**DATA FOR THIS EXERCISE**
- Opening Delimiter -
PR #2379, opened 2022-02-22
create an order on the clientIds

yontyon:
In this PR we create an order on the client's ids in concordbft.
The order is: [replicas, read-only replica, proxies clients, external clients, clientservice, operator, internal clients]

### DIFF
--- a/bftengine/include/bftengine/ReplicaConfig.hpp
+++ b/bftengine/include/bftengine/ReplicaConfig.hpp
- Closing Delimiter -
- Opening Delimiter -
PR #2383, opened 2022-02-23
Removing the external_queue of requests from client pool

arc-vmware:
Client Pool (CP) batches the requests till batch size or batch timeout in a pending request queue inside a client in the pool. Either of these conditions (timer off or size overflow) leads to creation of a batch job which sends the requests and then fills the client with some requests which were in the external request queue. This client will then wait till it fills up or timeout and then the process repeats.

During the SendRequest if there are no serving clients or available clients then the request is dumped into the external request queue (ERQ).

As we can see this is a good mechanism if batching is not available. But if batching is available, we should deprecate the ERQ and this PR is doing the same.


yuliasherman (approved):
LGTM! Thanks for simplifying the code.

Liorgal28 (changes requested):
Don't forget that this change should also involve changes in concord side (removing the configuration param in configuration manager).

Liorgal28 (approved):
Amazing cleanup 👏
- Closing Delimiter -
**PROBLEM REQUIREMENTS**
Given the records above, return exactly the lines starting at the line containing "Don't forget that" and ending at the line containing "Amazing cleanup 👏", including both.

**REPLY**
Don't forget that this change should also involve changes in concord side (removing the configuration param in configuration manager).

Liorgal28 (approved):
Amazing cleanup 👏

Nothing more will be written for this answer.